Div-curl systems and Variational principles
University Of Houston, Houston TX
Investigators
Abstract
This project will support the investigator's analysis of certain basic systems of equations of interest in science and engineering. Our primary topic will be boundary value problems for div-curl system on bounded regions in space. Both Maxwell's equations for an electromagnetic field and some problems in fluid mechanics are governed by this system with certain associated boundary conditions. There still are many open questions about these systems and their solutions. The proposed research centers on how to describe the mathematical properties, and approximation, of solutions of these boundary value problems. This information is needed for the development of good algorithms for the computation of these fields or flows -- and should have wide applicability for the numerical modeling of devices and equipment.

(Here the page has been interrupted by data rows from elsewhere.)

PR #2985, opened 2024-11-16
Allow Desktop Shortcut Deletion

mrixner:
- [x] **I have read the [contributing guidelines](https://github.com/marticliment/WingetUI/blob/main/CONTRIBUTING.md#coding), and I agree with the [Code of Conduct](https://github.com/marticliment/WingetUI/blob/main/CODE_OF_CONDUCT.md)**.
- [x] **Have you checked that there aren't other open [pull requests](https://github.com/marticliment/WingetUI/pulls) for the same changes?**
- [x] **Have you tested that the committed code can be executed without errors?**
- [x] **This PR is not composed of garbage changes used to farm GitHub activity to enter potential Crypto AirDrops.**
Any user suspected of farming GitHub activity with crypto purposes will get banned. Submitting broken code wastes the contributors' time, who have to spend their free time reviewing, fixing, and testing code that does not even compile breaks other features, or does not introduce any useful changes. I appreciate your understanding.
-----

This pull request allows users to have UniGetUI delete shortcuts automatically added to their desktop. This will be off by default, behind a setting, and require explicit user confirmation before UniGetUI deletes anything.

- [x] Change desktop shortcut storage to use the new complex settings
- [ ] Copy the detection code to the `InstallPackageOperation` as well and have a layer setting ([marticliment](https://github.com/marticliment/UniGetUI/pull/2985#discussion_r1860082539))

-----

Closes #2942
Closes #2080 
Closes #624 
Relates to #2160

PR #3025, opened 2024-11-28
Complex Settings

mrixner:
-----

This PR adds complex setting support to the settings engine (lists, dictionaries). 

Things I'm planning to accomplish:
- [x] Add List Functions
- [x] Add List Tests
- [x] Add Dictionary Functions
- [x] Add Dictionary Tests
- [x] Make Sure Exporting These Settings Works Properly
- [x] Transfer Ignored Updates (Dictionary)
- [x] Code To Automatically Port Old Ignored Updates

I know we discussed using `ISerializable` but despite extensive searching I was unable to find a way to easily, automatically serialize `ISerializable` to JSON because apparently C#'s JSON thing doesn't support `ISerializable`. Therefore, I'm just converting everything to `object`s, casting them around and letting the JSON library serialize how it wants.


marticliment:
Yes, this looks good for me.
Perhaps you could (in order to not have a huge file with the entire settings code) mark the settings class as `partial`, and have List-related and Dictionary-related settings be implemented in their own files. You can find an example on what I mean on src/UniGetUI/Pages/DialogPages/DuialogHelper_*.cs, which are different files that define different parts of the same static class

marticliment:
> Actually, unless you would like me to port them, I think I'll just leave the installation options where they are because the current storage method because it's pretty ingrained. But I'd be happy to port them if you want consistency.

I'd leave them as they are, as the method use is very customized for the use cases of the settings.

marticliment:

Mathematically, these div-curl systems are over-determined systems of equations that only have solutions when certain compatibility conditions hold -- and often require extra data in addition to standard boundary conditions. These extra conditions include both natural analytical conditions and some subtle conditions that arise from geometrical considerations. They sometimes are known to experts on these subjects, but their statements have previously only been vaguely stated, since the precise versions require considerable geometrical and analytical detail. They have been carefully described in recent papers of the PI and his collaborators. This proposal is to support the implementation, and further development, of these results in some models that arise in applications. The proposed research will use the variational characterization of the solutions to obtain sharp results about the finite energy solutions of these systems in a number of important geometrical situations. We also intend to investigate the development of good methods for the numerical approximation of the solutions in various different geometrical configurations. A particular interest will be the analysis of the solution of certain models of ferromagnetic bodies and electrostatic discharges.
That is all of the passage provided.